■ Task ■
All lines from the opening of the entries below through the line containing "- Introduces concept" must be output exactly as they appear, with no other lines.

Dataset entries
┄┄┄┄┄┄
PR #265, opened 2022-09-28
vectorize `perturb()`

brownag:
PR to close #233

PR #268, opened 2022-10-05
`generalize.hz()` ideas

brownag:
This is a draft PR containing some ideas from a few months ago to improve/extend utility of `generalize.hz()` function and integrate it better in other aspects of the SPC.

 - Adds S4 method (`generalizeHz()`) for SPC _and_ character. This _could_ allow us to transition to the "camel case" style of functions like this rather than the "." name style (though this isn't needed)
 - Override to let ordered factors be created without specifying `hzdepm` (possibly not super useful in current form, but there is room for additional helper functions to work with this)
 - Introduces concept of the "gendesgnname" 
 
Possible further extension of the "gendesgnname" could be adding related metadata functions (getters/setters). Recent work related to the preservation of metadata would lower the barrier to adding a new "horizon metadata column"

From my view, it is valuable to have a function that takes an SPC and returns an SPC that does the "genhz labeling". I don't feel strongly that this needs to be incorporated, but the branch was open and had fallen behind, so might be worth a discussion at least.


dylanbeaudette:
Thanks. Good ideas, I'll give my short comments here and we can discuss later in the week if you have time.

> This is a draft PR containing some ideas from a few months ago to improve/extend utility of `generalize.hz()` function and integrate it better in other aspects of the SPC.
> 
> * Adds S4 method (`generalizeHz()`) for SPC _and_ character. This _could_ allow us to transition to the "camel case" style of functions like this rather than the "." name style (though this isn't needed)

That is fine, no reason to use `.` in function names if there is a reasonable alternative. I can see why it might be useful in some cases to use the pattern `SPC <- f(SPC)`, perhaps with pipes, it is not as flexible. There are many cases where myself and others have created several candidate GHL columns and assignment to new hz level attributes is very simple. S4 methods make it possible to have both interfaces to the function--so I'm supportive of a new SPC-specific method.

> * Override to let ordered factors be created without specifying `hzdepm` (possibly not super useful in current form, but there is room for additional helper functions to work with this)

I agree, the order is implied by `new` and `pattern`. That is how I've used it 90% of the time. Honestly, I can't think of a reason to use the hz midpoint right now.

> * Introduces concept of the "gendesgnname"

Good idea, it can only help with adoption / use of this concept. I'd suggest `GHL` based on prior usage and simplicity.

> 
> Possible further extension of the "gendesgnname" could be adding related metadata functions (getters/setters). Recent work related to the preservation of metadata would lower the barrier to adding a new "horizon metadata column"

Sure. Again, GHL seems much simpler. I have noticed that moving metadata *through* functions like `dice` can be lead to new bugs. One example I discovered in `NCSP` when the `removed.profiles` metadata was set prior to running `NCSP`.

> From my view, it is valuable to have a function that takes an SPC and returns an SPC that does the "genhz labeling". I don't feel strongly that this needs to be incorporated, but the branch was open and had fallen behind, so might be worth a discussion at least.

Now is a good time to make big changes.

brownag:
> That is fine, no reason to use `.` in function names if there is a reasonable alternative. I can see why it might be useful in some cases to use the pattern `SPC <- f(SPC)`, perhaps with pipes, it is not as flexible. There are many cases where myself and others have created several candidate GHL columns and assignment to new hz level attributes is very simple.

Strong agree, which is why I created `generalizeHz(<character>)`... just a wrapper around the existing `generalize.hz()`. 

I would count myself among the "others" who have used several "GHL"-style columns at once. I have found it very useful in my soil taxonomy lab+morphology related evaluations for the standards committees.

> I agree, the order is implied by `new` and `pattern`. That is how I've used it 90% of the time. Honestly, I can't think of a reason to use the hz midpoint right now.

I think that the midpoints can be helpful when the regex gets really hairy. i.e. where there is logic embedded in the sequence the patterns are applied because later patterns can overwrite earlier ones and the order from `new`/`pattern` is _not_ a depth-based sequence. I have examples of this. Granted, these casescould likely be refactored such that they do work in order. As far as "opportunities" I was thinking we probably could promote existing approaches for estimating a reasonable order (i.e. `guessGenHzLevels()`) for a given SPC.

> > * Introduces concept of the "gendesgnname"
> 
> Good idea, it can only help with adoption / use of this concept. I'd suggest `GHL` based on prior usage and simplicity.
> Possible further extension of the "gendesgnname" could be adding related metadata functions (getters/setters). Recent work related to the preservation of metadata would lower the barrier to adding a new "horizon metadata column" ... GHL seems much simpler. 

Fine by me. The metadata entry could be `metadata(spc)$ghl` (or `ghlname`) and the getter/setter could be `GHL()` and `GHL<-()`.

> I have noticed that moving metadata _through_ functions like `dice` can be lead to new bugs. One example I discovered in `NCSP` when the `removed.profiles` metadata was set prior to running `NCSP`.

I saw your changes related to that. I would think someone might want to know if their `NCSP()` result was derived from a subset of the set of profiles they started with (i.e. what they had before `dice()`/`HzDepthLogicSubset()` which gets called _inside_ `NCSP()`)... but I can see why we might not want to persist all metadata in all cases, and there is definitely no need to do so if it does not make sense with the result.

For functions that take SPC as input and produce an SPC we may need to recognize that some of them are "derived" and some of them are "new" SPCs--despite always being based in some way on the source SPC. 

To draw a line in the sand somewhat arbitrarily, to me anything that uses `aqp::combine()` internally is a "new" SPC. This is notable because the order, number of sites/horizons etc. will almost always change in this case. With recent perturb updates (#265) now are back to only one function that uses the SoilProfileCollection constructor (depths<-)... which is of course the that "new" SPCs are made.

> Now is a good time to make big changes.

Hence all the noise from me in the issue tracker :)

dylanbeaudette:
All good on merging this after a 2.0 release, or did you want to get it in before?

brownag:
It would not take much work to define the get/set `GHL()` methods as we have discussed here. Can do that before release. Were you planning on releasing today?

brownag:
OK, marked ready for review. Take a look at https://github.com/ncss-tech/aqp/pull/268/commits/e7628c6aee647d01d024ae2d6304fb3785bb91aa to see how I anticipate GHL being implemented. If we would like to not "require" GHL be set for some of these functions we can change the defaults and add some extra handling code for previous hard coded/default arguments for column names i.e. "genhz"/"name"

PR #277, opened 2023-02-01
accumulateDepths: remove constraint requiring profiles with >1 horizon

brownag:
I wanted to be able to re-accumulate depths from zero for _portions_ of profiles... such as those created by `subsetHz()`... and I noticed/was reminded of constraint on minimum number of horizons > 1 in `accumulateDepths()`. This was not explicitly documented, nor was there a very good reason for it in the code.

In this PR the constraint has been removed. Now the following works without the message `"horizons (n=2) dropped from set"` and the removal of two of the profiles.

``` r
library(aqp)
#> This is aqp 2.0
data("loafercreek", package="soilDB")
twobee <- subsetHz(loafercreek, grepl("2BC*t", hzname))
plot(twobee)
```

``` r
plot(accumulateDepths(twobee, hzdatum = -twobee[,,.FIRST]$hzdept))
```

<sup>Created on 2023-02-01 with [reprex v2.0.2](https://reprex.tidyverse.org)</sup>

### DIFF
--- a/R/accumulateDepths.R
+++ b/R/accumulateDepths.R
@@ -210,18 +210,17 @@ accumulateDepths <- function(x,
   dat$thk <- dat[[.BOTTOM]] - dat[[.TOP]]
   dat$thk[is.na(dat$thk)] <- 0
   
-  # need more than 1 record
-  test1 <- dat[, .N, by = .BYLIST1]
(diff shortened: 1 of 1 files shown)


dylanbeaudette:
Cool. I don't recall what the original constraint was for either.

PR #280, opened 2023-02-26
Fixing tests and issues with minimal install

brownag:
Some notes/fixes from testing on a fresh machine with a minimal set of dependencies.
 - removes {scales} dependency from `plotSPC()`
 - removes {plyr} usage from test-SPC-combine.R
 - <strike>skip `mixMunsell()` tests if {gower} not installed</strike>
   fixed bad logic that required {gower} for `mixMunsell(..., mixingMethod="exact")`
 - avoid usage of `aqp:::` in tests
 - skip `profile_compare()` (deprecated) tests if {scales} is not installed
 - skip some `slab()` tests if {Hmisc} is not installed

### DIFF
--- a/R/mixMunsell.R
+++ b/R/mixMunsell.R
@@ -218,18 +218,18 @@ mixMunsell <- function(x, w = rep(1, times = length(x)) / length(x), mixingMetho
   mixingMethod <- match.arg(mixingMethod)
   
   # multiple matches only possible when using mixingMethod == 'reference'
-  if((n > 1) & mixingMethod != 'reference') {
+  if((n > 1) && mixingMethod != 'reference') {
     stop('`n` is only valid for `mixingMethod = "reference"`', call. = FALSE)
   }
   
   # mixed spectra and multiple matches only possible when using mixingMethod == 'reference'
-  if(keepMixedSpec & ! mixingMethod %in% c('reference', 'exact')) {
+  if(keepMixedSpec && !mixingMethod %in% c('reference', 'exact')) {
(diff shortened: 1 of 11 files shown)


dylanbeaudette:
Are we 100% sure that the `scales` replacement is 100% compatible with all current use cases? I haven't had a chance to test that. Will have more time this week.

brownag:
Every instance I came up with gave pretty much identical results. Can you think of something that is not currently tested that might have broken?

brownag:
Also--just to clarify--scales is still used conditionally if it is available-- to "test" you need to remove {scales} from your R lib

dylanbeaudette:
> Also--just to clarify--scales is still used conditionally if it is available-- to "test" you need to remove {scales} from your R lib

Ah, ok. I didn't realize that--I thought that this was a replacement. I'll do some side/side testing and report back in the related issue. I've been wanting to remove scales from imports but haven't found the time or motivation to finish that. It works well and is less annoying than the old plyr code.

Thanks for the recent cleanup.

brownag:
So, scales I believe is still used for the (now deprecated) profile_compare() code. 

I believe the new function is a suitable replacement in so far as it works with tests and the color mapping appears to be identical in the cases we test. However I did not really rigorously test it other than trying some of the different data type inputs (numeric, factor/character, ordered factor) I did a bit of side by side and saw no obvious differences, but perhaps there is something I have missed in my replacement code. In theory I think scales could be dropped from Suggests entirely, but I didnt want to do that in this PR.

As a side motivation for this conditional usage of scales is I believe it means I can also drop scales from suggests from soilDB and remove a lot of the boilerplate related to scales for any examples that use scales in both packages

PR #283, opened 2023-03-28
`sieve()` for classifying arbitrary coarse fractions

brownag:
This is following up from a soilDB issue  https://github.com/ncss-tech/soilDB/issues/217 where we wanted to make the workhorse sieve function (with custom thresholds) available for more general usage outside soilDB.

The function defined by this PR should be adequate as is to replace the internal soilDB `.sieve()` method (sometime in the future, probably after adding a aqp >2.0 import req). In the meantime we can do whatever we want to improve what this one does, and then adjust soilDB accordingly.


dylanbeaudette:
Nice, thanks for implementing. I like the more generalized approach in this version. I've made a couple of tiny adjustments. A tiny change, but what do you think about "class_" as the generic name vs. "grp" ?

brownag:
> A tiny change, but what do you think about "class_" as the generic name vs. "grp" ?

Totally fine with that! I pondered the default value there for about 0.5 seconds after realizing the code didnt work if sieves wasn't named; if you prefer "class_" as default for result names when `sieves` is an unnamed vector, that sounds great

brownag:
Thanks also for the additional example! 

Also for docs probably this also needs a reference to the SSM, field book, or similar for the (default) size classes.

dylanbeaudette:
OK, thanks. Good ideas. I'll adjust default prefix, and a citation.

Soil Science Division Staff. 2017. Soil survey manual. C. Ditzler, K. Scheffe, and H.C. Monger (eds.). USDA Handbook 18. Government Printing Office, Washington, D.C.

brownag:
A couple other things I noticed:
 - "fine gravel" is one of 3 gravel subclasses and possibly shouldn't be a default cut in aqp
   - soilDB can use non-default `sieves`, and soilDB methods are smart enough to make sure the simplified data are composited correctly (i.e. fine gravel are included in "total gravel" volumes)
 - "parafragments" should probably be "pararock fragments"; can also mention artifacts

dylanbeaudette:
Another idea, but I don't have a use case: optionally returned ordered factors.

brownag:
> Another idea, but I don't have a use case: optionally returned ordered factors.

This briefly occurred to me too; possibly a function like `SoilTextureLevels()` to generate the `sieves` argument instead of current usage of if() inside function def? This would provide an easy mechanism to swap between different standard systems used in US and abroad

dylanbeaudette:
> > Another idea, but I don't have a use case: optionally returned ordered factors.
> 
> This briefly occurred to me too; possibly a function like `SoilTextureLevels()` to generate the `sieves` argument instead of current usage of if() inside function def? This would provide an easy mechanism to swap between different standard systems used in US and abroad

I like that idea. Now ~90% implemented via `fragmentClasses()`

dylanbeaudette:
Have a peek, I'm done here and happy with the results.

PR #284, opened 2023-04-01
Control section of Histosols and Histels

### LINKED ISSUE #133: control section of Histosols and Histels
Evaluating criteria for the "arbitrary control section" depths used in the Histosols and Histels. 

This relies on code being used in the new branch ncss-tech/aqp@mollic

```
[snip]
```

This calculates theoretical surface tier thickness not truncated to RLL

```
surface.tier.thickness <- profileApply(r02_histosols, histosol.surface.tier)
```

4 out of 5 RO2 Histosols (81%) have the 0-30cm surface tier (i.e. do not have fibric in 0-60cm)
NB: even without checking sphagnum content or bulk density, we can see this case is not common in RO2.

```
> prop.table(table(surface.tier.thickness))
surface.tier.thickness
       30        60 
0.8178439 0.1821561 
 
```

```
# Calculate control section top and bottom depths
#  these are truncated to RLL where appropriate, and use the surface tier thickness calculated
hcs.bounds <- profileApply(r02_histosols, histosol.control.section, frameify = TRUE)

sum(hcs.bounds$hcs_b > 130) / nrow(hcs.bounds)
sum(hcs.bounds$hcs_b == 160) / nrow(hcs.bounds)
```

- Approximately 7.5% of RO2 histosols have a CS bottom depth >130cm
- Approximately 3% of RO2 histosols CS descriptions actually extend to 160cm

brownag:
will close #133 

Items to resolve:
 - [x] How to handle the actual "mineral" PSCS component for families of Terric subgroups? Possibly this is more detailed than the control section key/function needs to cover
 - [x] Add examples that use the O-horizon-related rules and Organic specific limits (i.e "W" and "ff" horizon designations)


brownag:
> Did you want this in 2.0?

If it is finished in time then it would be fine to include it, but I wouldn't say it is necessary to include. These soils (Histosols, Histels) are already minimally handled by a prior patch that is already on master branch.

dylanbeaudette:
ok, no rush. but I'm going to try for this week.

PR #294, opened 2023-08-16
Fix examples for `slab()`

brownag:
@dylanbeaudette found a couple issues with dontrun examples in `slab()` that I have made some preliminary corrections for.

Issue 1: related to the data type of an all NA column being logical rather than double -- corrected by using `as.numeric()` in `.slab.fun.numeric.HD()`

Issue 2: related to a case we didn't have tests for and apparently had not been checked/identified as a problem since the `slab()` rewrite 
 -  `.genSlabLabels2()` has been corrected to adjust for minimum slice depth within a slab. Previously was returning all NA labels in cases where `slab.structure[1] > 0`. Added a new test for this case. 

Also small correction to `slab()` example for recent update to `get.ml.hz()` in https://github.com/ncss-tech/aqp/commit/a8932cfed95caedc0f418c56a43e0747b4632fcc

### DIFF
--- a/R/slab-utils.R
+++ b/R/slab-utils.R
@@ -96,23 +96,23 @@ genSlabLabels <- function(slab.structure = 1, max.d = NULL, n.profiles = NULL, s
   
   # calculate a sequence of cumulative depths and corresponding indices for each slab
   j <- diff(i)
+  hzd <- horizonDepths(spc)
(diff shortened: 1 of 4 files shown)


dylanbeaudette (approved):
Thanks for the quick changes. Looks good to me.

PR #303, opened 2023-11-14
Move {sp} to suggests

### LINKED ISSUE #289: sp evolution
Currently w/ {sp} >=1.6.x the following message is issued on load of aqp (and soilDB, or anything else that imports aqp)

```
The legacy packages maptools, rgdal, and rgeos, underpinning this package
will retire shortly. Please refer to R-spatial evolution reports on
https://r-spatial.org/r/2023/05/15/evolution4.html for details.
This package is now running under evolution status 0 
```

We still import the `SpatialPoints` object and import/export the `coordinates()` method for SoilProfileCollection, which invokes this dependency on {sp}. 

All {sp}-based code has been refactored in aqp 2.0 such that there is no reliance on {sp} internals for function results. Current CRAN version (aqp 1.42) is compatible with the sf-based {sp} backend (i.e. "evolution status" `2`) and does not require use of rgdal/rgeos.

At this point the SpatialPoints slot of the SPC is unused (superseded by new column metadata identifying geometry columns), and `coordinates()` `proj4string()` and their replace methods are deprecated (replaced by `initSpatial<-` & `getSpatial()`, `prj<-` and `prj()`). We could consider planning changes to the SPC object definition for aqp 2.1.x. The SpatialPoints slot is an "implementation detail" so explicit access of spc@sp has not been encouraged (though it may be used in the wild, as there was no direct accessor for it). Removing the unused `@sp` slot would be a breaking change to the S4 definition.

My understanding is that this month the evolution status will be updated from `0` to `2` (https://r-spatial.org/r/2023/05/15/evolution4.html). This is expected to continue to  have no effect on aqp itself, but users will get the message on load even after this change. Currently the message is issued even when manually setting `options(sp_evolution_status=2)` before load.

I am creating this issue primarily to identify that these messages from {sp} are a "known" issue in the {aqp} dependency tree; users may be confused by the message but at this point please be assured aqp is consistent with sp evolution process, though still reliant on some sp class definitions for backward compatibility purposes.

brownag:
Draft PR that removes the `@sp` slot from the SoilProfileCollection definition, and generally prevents loading of {sp} when {aqp} is loaded.

This breaking change is planned for aqp 2.1.x, will close #289


dylanbeaudette:
Good idea, thanks for getting this moving. Now is a good time to break from {sp}.

dylanbeaudette:
Almost ready for this. aqp 2.0.2 is on CRAN now which resolved a number of unrelated issues that I needed to clear out first.

brownag:
This is ready for review, and can be merged _after_ CRAN release of 2.0.3

brownag:
It appears the "missing data" vignette build is failing due to hzdesgnname not being set for jacobs2000. Note to check/rebuild the rdas without `@sp` slot and make sure relevant metadata are set before merge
┄┄┄┄┄┄
■ Expected answer ■
PR #265, opened 2022-09-28
vectorize `perturb()`

brownag:
PR to close #233

PR #268, opened 2022-10-05
`generalize.hz()` ideas

brownag:
This is a draft PR containing some ideas from a few months ago to improve/extend utility of `generalize.hz()` function and integrate it better in other aspects of the SPC.

 - Adds S4 method (`generalizeHz()`) for SPC _and_ character. This _could_ allow us to transition to the "camel case" style of functions like this rather than the "." name style (though this isn't needed)
 - Override to let ordered factors be created without specifying `hzdepm` (possibly not super useful in current form, but there is room for additional helper functions to work with this)
 - Introduces concept of the "gendesgnname" 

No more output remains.